周珈儿巧舌如簧,说得众人都起了兴趣。
“然而,燕人狡诈,不敢与太子殿下正面冲突,却行小人诡计,竟在夜里渡河偷袭!”
“太子可有受伤?他胜了吗?”燕仪听见周珈儿说李容与在巡防时遭了埋伏,立刻神经都紧绷了起来。
一旁听着的红翎发出了清脆的笑声:“主子还说不想知道殿下的消息,一听说打仗,就这样担心。”
燕仪立刻端正坐好,说:“我不过是担心燕虞两国当真开了战,又要生灵涂炭罢了。”
红翎笑着说:“那是圣上要担心的事情,主子何必忧心这个?终归是太子殿下的安危最要紧。”

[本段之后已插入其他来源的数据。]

PR #1515, opened 2019-10-29
Don't URLise CMS content if <a> tags already exist

### LINKED ISSUE #1452: CMS mangles links in HTML posts
I have found the issue when I've tested the SAMBRO RSS and CAP feeds, but later found out that basically any CMS post with HTML link in it exhibits the problem. Whenever a HTML link is present in the post, CMS reparses it again in some weird way, creating a new link out of the `href` part while leaving the surrounding code unchanged. Eg from
```
<a href="http://blabla">blabla</a>
```
it creates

周珈儿十分得意地说:“咱们太子殿下是什么人?那是文可提笔安天下,武能上马定乾坤的天纵之才,一次小小的遭遇战,怎么会放在殿下的眼中?”
“胜了?殿下果然胜了?”银芽问。
“自然是胜了的。”周珈儿站起身来,比划了一通:
“话说那日,燕人伪装成羌人,盔甲也不穿,就套个皮袄子,扛着狼牙枪就往我军营帐冲了过来,当时,咱们大虞的将士都在睡梦之中,唯有几个巡逻兵发现了异动,大喊起来。